*** Block opens ***
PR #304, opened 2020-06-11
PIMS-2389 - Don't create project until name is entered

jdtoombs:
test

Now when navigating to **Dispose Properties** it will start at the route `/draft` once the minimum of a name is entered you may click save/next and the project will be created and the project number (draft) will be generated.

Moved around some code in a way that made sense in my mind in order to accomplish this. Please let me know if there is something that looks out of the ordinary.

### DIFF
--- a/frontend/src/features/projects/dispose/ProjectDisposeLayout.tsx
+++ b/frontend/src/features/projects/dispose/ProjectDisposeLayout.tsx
*** Block closes ***
*** Block opens ***
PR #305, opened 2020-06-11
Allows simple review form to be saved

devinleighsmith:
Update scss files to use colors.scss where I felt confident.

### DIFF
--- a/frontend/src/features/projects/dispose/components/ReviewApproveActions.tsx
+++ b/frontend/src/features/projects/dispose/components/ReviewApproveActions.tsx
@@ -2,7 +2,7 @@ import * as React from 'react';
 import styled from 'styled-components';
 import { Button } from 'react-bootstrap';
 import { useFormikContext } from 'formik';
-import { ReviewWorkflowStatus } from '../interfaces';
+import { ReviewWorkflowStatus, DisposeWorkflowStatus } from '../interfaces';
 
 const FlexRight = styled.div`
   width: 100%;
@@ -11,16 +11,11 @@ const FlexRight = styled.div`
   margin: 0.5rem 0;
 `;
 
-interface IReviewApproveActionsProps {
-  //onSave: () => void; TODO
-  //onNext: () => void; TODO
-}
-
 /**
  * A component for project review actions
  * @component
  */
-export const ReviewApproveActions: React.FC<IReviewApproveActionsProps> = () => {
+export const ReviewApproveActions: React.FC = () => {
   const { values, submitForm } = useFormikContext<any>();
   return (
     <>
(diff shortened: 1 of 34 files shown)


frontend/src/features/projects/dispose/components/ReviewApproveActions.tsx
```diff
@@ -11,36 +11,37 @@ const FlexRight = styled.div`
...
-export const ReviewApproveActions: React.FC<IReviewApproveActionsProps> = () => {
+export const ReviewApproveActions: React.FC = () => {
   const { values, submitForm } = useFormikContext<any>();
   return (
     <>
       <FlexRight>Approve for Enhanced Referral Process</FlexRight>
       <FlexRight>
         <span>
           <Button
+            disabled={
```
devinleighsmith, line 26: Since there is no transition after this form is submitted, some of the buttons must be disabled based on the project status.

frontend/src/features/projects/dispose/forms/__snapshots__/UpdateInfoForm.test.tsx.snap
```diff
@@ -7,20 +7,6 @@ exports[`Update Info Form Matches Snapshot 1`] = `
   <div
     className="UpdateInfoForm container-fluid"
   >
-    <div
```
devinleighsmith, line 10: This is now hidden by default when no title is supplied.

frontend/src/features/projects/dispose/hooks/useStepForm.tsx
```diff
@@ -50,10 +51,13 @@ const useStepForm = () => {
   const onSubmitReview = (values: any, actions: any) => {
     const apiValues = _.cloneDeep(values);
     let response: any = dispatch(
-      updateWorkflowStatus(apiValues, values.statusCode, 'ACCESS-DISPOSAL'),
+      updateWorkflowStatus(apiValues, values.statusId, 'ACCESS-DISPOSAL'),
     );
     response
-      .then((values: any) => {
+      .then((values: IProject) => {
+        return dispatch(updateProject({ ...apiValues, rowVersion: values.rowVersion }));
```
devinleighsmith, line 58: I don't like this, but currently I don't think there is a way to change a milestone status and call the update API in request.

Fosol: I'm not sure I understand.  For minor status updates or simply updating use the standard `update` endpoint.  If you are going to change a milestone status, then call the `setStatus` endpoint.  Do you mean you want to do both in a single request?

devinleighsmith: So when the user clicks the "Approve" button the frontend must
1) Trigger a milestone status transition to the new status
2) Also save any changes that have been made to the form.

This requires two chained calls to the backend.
*** Block closes ***
*** Block opens ***
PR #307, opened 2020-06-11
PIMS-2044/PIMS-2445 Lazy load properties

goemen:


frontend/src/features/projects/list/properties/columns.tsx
*** Block closes ***
- Assigned task
For the string "interfaces", find every line of the material that contains it, and copy each one.

- Result of the exercise
-import { ReviewWorkflowStatus } from '../interfaces';
+import { ReviewWorkflowStatus, DisposeWorkflowStatus } from '../interfaces';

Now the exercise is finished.